The Spring arrival of cliff swallows at the Mission San Juan Capistrano after their migration journey of thousands of miles from Argentina has been celebrated for decades—and after a hiatus due to COVID, the celebrations resumed once again on March 19. Legend has it that Father St. John O’Sullivan invited the swallows to come to the Mission San Juan Capistrano sometime around 1920, with the promise that they would be protected and cared for, and they’ve come ever since.
The returning swallows, along with the liturgical feast day of St. Joseph and approach of spring, were celebrated with tours and family-friendly festivities at the Mission. A St. Josephs’ Day Mass was held in the Mission Basilica, on the same campus.
“This is a day we welcome back the faithful, the weary, families, friends, to come together in joy for an experience rooted in tradition, purpose and meaning,” said Mechelle Lawrence Adams, executive director of the historic San Juan Capistrano chapel, landmark and museum. A Swallows Day parade was held on March 12, and the March 19 events featured demonstrations, tours, performances, activities for kids and food.
“We are excited to offer families convenient opportunities for on-site dining from local restaurateurs Las Olindias and 3:16 Bakery Shop,” Adams said.
A new exhibit entitled “Journey to Renewal” was on display, featuring “historic and liturgical artworks that have been conserved as a result of the generosity of Jan and Warren Siegel, long-time Mission supporters and friends,” explained Adams.
And a new five-language audio tour called “Finding Inspiration: The Gardens at Mission San Juan Capistrano” was also available. This helped visitors appreciate the 10-acre grounds of gardens, water fountains and preserved adobe architecture.
A virtual talk about the swallows was given by Charles R. Brown, Ph.D., of the University of Tulsa.
SWALLOWS DAY AT HISTORIC MISSION SAN JUAN CAPISTRAO ON MARCH 19 FEATURED TOURS, DEMONSTRATIONS, LOCAL VENDORS AND FAMILY FRIENDLY ACTIVITIES. PHOTO COURTESY OF THE DIOCESE OF ORANGE
“His lectures are always well received, and he speaks to the tradition of the famed birds’ migratory habits and the state of the environmental impacts on the Mission’s swallows,” said Adams.

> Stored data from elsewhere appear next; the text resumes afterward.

PR #694, opened 2026-04-15
document missing import restrictions

tshepang:


src/entities-and-resolution.rst
```diff
@@ -1164,8 +1176,6 @@ The following is a selective import. The imported functions are
    use outer_module::inner_module
        {crate_visible_function, visible_function}
 
-.. rubric:: Legality Rules
-
```
jyn514, line 1168: Was this deletion intentional?

*[View changes since the review](https://triagebot.infra.rust-lang.org/gh-changes-since/rust-lang/fls/694/f5c48f51906cc12b5745ced6658d96ea0850552a..a073e3e3b1931a0300a8fd8e5e31198839ce3f40)*

tshepang: yeah, it was stray text... it's in a separate commit to make that clear

jyn514 (approved):

src/entities-and-resolution.rst
```diff
@@ -1135,6 +1135,18 @@ same :t:`namespace` but refer to different :t:`entities <entity>` if the
 If two :t:`[glob import]s` import the same :t:`entity` under the same :t:`name`,
 the :t:`visibility` of the :t:`name` is the most permissive one.
 
+:dp:`fls_sUhnfV62HJrb`
+When using :t:`keyword` ``crate`` or :t:`keyword` ``$crate`` to import the current :t:`crate`, you must use a :t:`renaming` to define the :t:`binding` name.
```
kirtchev-adacore: Could you point me to the Reference PR or text where you took these rules from?

Regardless, since the FLS is not a tutorial, you should avoid expressions such as "you must" (who is "you"? the programmer, the author of the conforming tool, the assessor?).

*[View changes since the review](https://triagebot.infra.rust-lang.org/gh-changes-since/rust-lang/fls/694/f5c48f51906cc12b5745ced6658d96ea0850552a..a073e3e3b1931a0300a8fd8e5e31198839ce3f40)*

tshepang: see https://doc.rust-lang.org/nightly/reference/items/use-declarations.html#restrictions

src/entities-and-resolution.rst
```diff
@@ -1135,6 +1135,18 @@ same :t:`namespace` but refer to different :t:`entities <entity>` if the
 If two :t:`[glob import]s` import the same :t:`entity` under the same :t:`name`,
 the :t:`visibility` of the :t:`name` is the most permissive one.
 
+:dp:`fls_sUhnfV62HJrb`
+When :t:`keyword` ``crate`` or :t:`keyword` ``$crate`` is used to import the current :t:`crate`, a :t:`renaming` must be used to define the :t:`binding` name.
```
PLeVasseur: This still looks incomplete relative to the upstream `self`-import change. Earlier FLS paragraphs still encode the pre rust-lang/rust#146972 behavior: `fls_cw006jhlboa` still requires a single-segment `self` use-path to appear only inside a nesting import, which rejects `use self as name;`, while `fls_RUiFQ17bmRLt` still allows unrenamed `use self::{self};` when the import path prefix is non-empty.

After rust-lang/rust#146972, those move together: renamed current-module imports such as `use self as name;` are allowed, and unrenamed current-module imports like `use self::{self};` are rejected.

Could this PR also update those earlier `self` paragraphs so the new restriction block and the older legality rules stay aligned? A minimal fix would be to loosen `fls_cw006jhlboa` for the renamed single-segment case and tighten `fls_RUiFQ17bmRLt` so the non-empty-prefix exception does not keep `use self::{self};` valid.

Support:
- rust-lang/rust#146972
- Reference `items.use.restrictions.self-alias`
- Reference rust-lang/reference#2136

src/entities-and-resolution.rst
```diff
@@ -1135,6 +1135,18 @@ same :t:`namespace` but refer to different :t:`entities <entity>` if the
...
+
+:dp:`fls_QGdeRTe0H1Uc`
+When :t:`keyword` ``super`` is used to import a parent :t:`module`, a :t:`renaming` must be used to define the :t:`binding` name.
```
PLeVasseur: This new `super` rule still conflicts with the earlier path-legality rule. `fls_7k88ypcgaoff` currently allows a `super` segment only as the first segment or after another `super`, so the FLS still rejects `self::super` and `self::super::super`. Upstream now allows `super` after an initial `self`, and the Reference examples for this restriction explicitly include `use self::super as parent3;`.

Could this PR also relax `fls_7k88ypcgaoff` so `super` may follow an initial `self`, or otherwise carve out the same allowance for `use` paths, so the earlier path rules do not keep rejecting forms this paragraph is meant to document?

Support:
- rust-lang/rust#146972
- Reference `paths.qualifiers.super.allowed-positions`
- Reference `paths.qualifiers.super.repetition`
- Reference `items.use.restrictions.super-alias`
- Reference rust-lang/reference#2136

src/entities-and-resolution.rst
```diff
@@ -1135,6 +1135,18 @@ same :t:`namespace` but refer to different :t:`entities <entity>` if the
...
+
+:dp:`fls_aam34hsRmKU2`
+An :t:`external prelude` cannot be imported.
```
PLeVasseur: This sentence reads too broadly. Rust 2021 still allows imports through extern-prelude crate names, such as `use ::std::io;`. The disallowed case is importing bare leading `::` itself, for example `use ::{self as root};`.

As written, `An external prelude cannot be imported.` reads as though extern-prelude imports are disallowed wholesale.

Could this be restated in terms of `::` as the extern-prelude root instead? If so, the earlier global-path rules probably also need a follow-on update so Rust 2021 no longer appears to permit `::self`, `::super`, `::crate`, or `::$crate`.

Support:
- rust-lang/rust#146972
- Reference `items.use.restrictions.extern-prelude`
- Reference `paths.qualifiers.global-root.edition2018`
- Reference rust-lang/reference#2136

src/entities-and-resolution.rst
PLeVasseur: `$crate` probably should not be folded into the same sentence as `crate` here. Earlier FLS text treats it as macro-specific in two ways: `fls_774uryecc2sx` only permits it within a macro transcriber, and `fls_yrpem8vhxpr5` resolves it to the crate that defines the expanded macro. Grouping it under "used to import the current crate" makes `$crate` read like an ordinary spelling of `crate`, which is weaker than the current FLS model and the Reference's separate `items.use.restrictions.macro-crate-alias` rule.

Could this be split into separate `crate` and `$crate` restrictions, or reworded so the `$crate` half matches the existing FLS model and the Reference's separate `items.use.restrictions.macro-crate-alias` rule?

Support:
- rust-lang/rust#146972
- Reference `items.use.restrictions.macro-crate-alias`
- Reference `paths.qualifiers.macro-crate`
- Reference rust-lang/reference#2136

src/changelog.rst
```diff
@@ -28,6 +28,14 @@ Language changes in Rust 1.95.0
   - Lints are outside the scope of the FLS.
 
 - `Support importing path-segment keywords with renaming <https://github.com/rust-lang/rust/pull/146972>`_
+
+  - New paragraphs:
+
+    - :p:`fls_sUhnfV62HJrb`
+    - :p:`fls_QGdeRTe0H1Uc`
+    - :p:`fls_aam34hsRmKU2`
+    - :p:`fls_LV94x3HlpBWk`
```
PLeVasseur: I rechecked the pre rust-lang/reference#2136 Reference snapshot, and the enum-variant-through-type-alias restriction was already present there as `items.use.restrictions.variant`. Since rust-lang/rust#146972 is specifically about keyword imports, adding `fls_LV94x3HlpBWk` under this Rust 1.95 language-change entry makes this look like an FLS correction rather than part of the 1.95 change itself.

Could this paragraph ID move out of the `Support importing path-segment keywords with renaming` entry and into the existing `FLS corrections` section instead, unless there is a stronger reason to tie it to rust-lang/rust#146972?

Support:
- Reference snapshot before rust-lang/reference#2136 already contains `items.use.restrictions.variant` (`rust-lang/reference@36016fc5164d3e10d0288e71f57c88dca937bd80`)
- rust-lang/reference#2136
- rust-lang/rust#146972

PLeVasseur (changes requested):
These comments are blocking because the PR currently adds only part of the upstream keyword-import model. In particular, the existing `self` and `super` legality rules still conflict with the new restriction paragraphs, so the FLS would remain internally inconsistent after merge. The remaining comments cover precision of the extern-prelude wording, preservation of the `$crate` distinction, and changelog classification.

*[View changes since this review](https://triagebot.infra.rust-lang.org/gh-changes-since/rust-lang/fls/694/f5c48f51906cc12b5745ced6658d96ea0850552a..0b31ecc72d8cfe10af1bb4c443537eabccbeaad8)*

Demonstrations of Native American basket weaving took place, as well as dancing, though in smaller groups than in previous years for the safety of the entertainers.
Saint Joseph, the devoted and loving father of Jesus, was also honored.
“We also host a St. Josephs’ Day table which features the opportunity for the public to make donations to help feed the poor and hungry in our community,” said Adams. “This is a newer tradition that has great merit and is well received as people recognize that it is a Catholic feast day that also calls us to view it as an opportunity to do good works and come together as a community for others.”
The historic Serra Chapel, where St. Serra celebrated Mass, was open for quiet reflection, since the season of Lent has already begun. Many visitors who come for Swallows Day have never before seen Mission San Juan Capistrano.
“Most people who visit on this day are usually new to the old Mission,” said Adams. “Many are Catholic and want to do something special on St. Joseph’s Day.”
It is a free member event, she explained, meaning there is no extra charge for the members of the Mission Preservation Society.
“We welcome the public at large to put the visit to the Mission on March 19 on their bucket list,” said Adams.
This year the event began with a 10 a.m. welcome by Adams and members of the local Acjachemen (Indigenous) community for visitors to the Mission, which was established in 1776.
“The noon bell ringing, singing of the National Anthem, the virtual lecture, station tours, food and sweet treats featured by local vendors and business make this a wholesome family experience,” said Adams. “Behind the Mission walls, guests can find inspiration, education and see preservation in action. The highlight, she said, is “the ringing of the majestic Mission bells.”
At the heart of it all is the phenomenon of returning swallows.
“The birds have done a great favor to the Mission by reminding people that it is truly worth a visit,” said Adams, “and one that can be made any time of the year, and of course on special traditional events.”
As COVID cases decline, Adams is looking ahead to a full season for the Mission.
“Saint Joseph’s Day 2022 marks the first of many events to return, including our Mariachi Festival, summer concerts, outdoor theatre with South Coast Repertory and more. We even host a special Memorial Day “Field of Honor” featuring 400 American flags sponsored to celebrate those who have served in our nation’s military or are first responders. The return of the swallows and St. Joseph’s Day bodes well for our Mission’s future.”